I wrote this a few years ago as part of my application to my current program, the College Fellows at UVA. My thoughts have since evolved (…or devolved into something less optimistic about the future of academia, tbh), but remain faithful to the general spirit.
At the beginning of the new decade, an algorithmically generated link to an article appeared in my browser. It touted an architect’s “radical vision” for a modern open office floor plan. This glassy new workplace, dubbed the “Eudaimonia machine,” was divided into strict zones to maximize productivity, even including a plunge in a shower space to shepherd employees into “deep work” zones.
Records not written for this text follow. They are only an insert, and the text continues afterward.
PR #240, opened 2021-08-18
Add a ZSlider in bdv based on ray casting

NicoKiaru:
This PR adds an actions which adds a ZSlider in a Bdv window - and a demo of it (RayCastDemo) 

Because the orientation in Bdv can be anything, the way the slider works is the following:
a 'virtual' ray is cast at the center of the bdv window and each plane which intersects this ray corresponds to a position within the slider.

All positions from all sources are finally sorted along Z.

The slider works 'directionally' : if the user moves the bdv window, the slider is updated to its new z position, if the user moves the slider, the bdv window is shifted in z according to the new position.

The slider works only for 'standard' sources ( = 3D Rai with affine transforms ), and not for warped sources.

### DIFF
--- a/src/main/java/sc/fiji/bdvpg/bdv/BdvHandleHelper.java
+++ b/src/main/java/sc/fiji/bdvpg/bdv/BdvHandleHelper.java
@@ -29,10 +29,14 @@
 package sc.fiji.bdvpg.bdv;
 
 import bdv.tools.brightness.ConverterSetup;
+import bdv.util.BdvFunctions;
 import bdv.util.BdvHandle;
+import bdv.util.BdvOptions;
+import bdv.util.BdvOverlay;
 import bdv.viewer.Source;
 import net.imglib2.*;
 import net.imglib2.realtransform.AffineTransform3D;
+import net.imglib2.type.numeric.ARGBType;
 import net.imglib2.util.Intervals;
 import net.imglib2.util.LinAlgHelpers;
 import org.scijava.cache.CacheService;
@@ -46,6 +50,7 @@ import sc.fiji.bdvpg.bdv.config.BdvSettingsGUISetter;
 import sc.fiji.bdvpg.scijava.services.SourceAndConverterBdvDisplayService;
 
 import javax.swing.*;
+import java.awt.*;
 import java.awt.event.WindowAdapter;
 import java.awt.event.WindowEvent;
 import java.io.File;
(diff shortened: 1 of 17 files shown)


NicoKiaru:
For tischi : only the last commit really matter

tischi:
@NicoKiaru I tried it out but when moving the z-slider, nothing happens for me.

image

NicoKiaru:
Hmm. The ray is cast at the center of the screen. If there's no image crossing it, then no movement happens. From the image it's unclear whether the cross actually 'touches' an image. But this could be something else...

tischi:
Cool! Moving a source onto the cross works!

What's the extend of the range supposed to be?

I did Shift+X on a source and scrolled and it felt like I could go a bit too far, i.e. into neighboring sources.

NicoKiaru:
The range is 'infinite'. A ray is cast at the center of the window, and all planes from any source intersecting this ray will have a 'plane index'. All plane index are sorted and put into the slider. This means that all spacings are not equal (unless the ray crosses only one source). Sometimes you will 'jump' from the end of one source to the beginning of the next one.

tischi:
What do you mean by infinite?

image

I am at the end of the slider but still within our universe, even within the sources.

NicoKiaru:
If there's no source further away, then you stop at the last intersecting plane. But it's 'potentaially infinite' in the sense that if there is an image further away, the slider would have extra positions. It's not a fixed range with a fixed step size. 

Here's a small drawing showing what the positions would look like in the case of 3 randomly placed sources:
image

Even if the positions in the slider are evenly spaced, these positions are not evenly spaced in the real physical coordinates. Also if there are intertwined planes, they are sorted along their coordinates along the z axis.

Is it clearer ?

tischi:
Thanks! Yes, this is awesome, dude!

The only question I would have whether (a) it is only the central ray that is used to determine when a source ends or whether (b) it is the whole viewer window? 

image

I think already (a) is awesome!

NicoKiaru:
So far it's the central ray. There are a few things which could be tried - like casting rays on the 4 corners of the image and try to 'merge' them together, but I'm sure how to do that.

What we could also do is to add a button that rotates the view in order to make it perpendicular to the current nearest plane. Then maybe the slider feeling would be more natural.

NicoKiaru:
It should not be too difficult to put all planes of a RAI as long as the ray intersects at least one plane.

tischi:
I would merge it as is and then make issues about your suggestions.
Should we merge?

PR #255, opened 2022-06-19
Simplify creation of converter setups

tischi:


tischi:
@NicoKiaru 
For me the changes work (and in fact I need them for MoBIE, where we have quite unusual Converters...).

NicoKiaru:
Hi tischi,

Three small things and you can merge:

* the last commit is extremely weird : are you sure you can't find the reason ?
* since it's private methods, no need to keep them with deprecated annotation. The @deprecated annotation only makes sense for public methods.
* have you run the tests ? Do they all pass ?

tischi:
> the last commit is extremely weird : are you sure you can't find the reason ?

I changed it back and it also works (was something weird with IntelliJ...)


>    since it's private methods, no need to keep them with deprecated annotation. The @deprecated annotation only makes sense for public methods.

Good point! I did not realise they were private. I removed them.

>    have you run the tests ? Do they all pass ?

Yes.

PR #269, opened 2024-02-06
BREAKING: bump to bigdataviewer-vistools-1.0.0-beta-34

axtimwalde:
* remove VolatileSource in favor of the upstream VolatileSource


NicoKiaru:
I'm just wondering: in the VolatileSource from this repo (the old one), I made sure that `VolatileViews.wrapAsVolatile` was called only once.

With the new version, `VolatileViews.wrapAsVolatile` is called many many times. Could this be an issue ?

PR #280, opened 2026-02-19
Big refactor

NicoKiaru:
Hi @tischi,

I plan to do this gigantic refactoring. All the functionalities are still there, but I've simplified the names and standardized them. Essentially all these 'SourceAndConverter' are renamed to Source as much as possible.

On top of that I've refactored some other names and move packages here and there to be more consistent.

I'm happy to check and do a PR of what needs to be changed in mobie.

If you have time and have suggestions about the big refactoring I take them! But if you don't, them I guess you'll have to trust me in the fact that it is an improvement ;-).

I think, besides me, you're the only one that uses directly this repo as a dependency in other projects.

(Note that bigdataviewer-image-loaders is independent and unchanged by this refactoring, and I don't plan to change it because it's reasonably clean in terms of structure).

Cheers


tischi:
Hi, I trust your refactoring and I would be grateful to have a PR against MoBIE.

Its name, the architect claimed, referred to Aristotle’s concept of “the epitome of human capability.” The word eudaimonia was familiar to me. I had first encountered it as a freshman in a year-long liberal arts sequence in foundational texts. But this architecture of mechanistic efficiency — designed to reduce socialization and enhance productivity– resembled less Aristotle’s “human flourishing” than a concept I had learned of later: Agamben’s posthumanist vision of bare life, as theorized through the Nazi gas chambers.
Projects like the “Eudaimonia machine” expose the difference between a surface literacy of glib reference and a true aesthetic literacy grounded in historical, ethical, and formal understanding. In the 21st century, the former dominates a ceaseless cultural sphere oversaturated by the rapid-fire discourses of social media. Digital streaming services, each owned by their own corporate platform, make it possible to exist in a cultural loop of personalized reference, free of the tensions inherent to encountering another place, time, and sensibility. Such trends may make ideals like historicity and rigor seem impossibly out of date. But I would argue that these ideals, as instituted through a comprehensive liberal arts education, are more necessary than ever. As mass culture becomes increasingly atomized, education must step in to shape a coherent, comprehensive body of shared knowledge.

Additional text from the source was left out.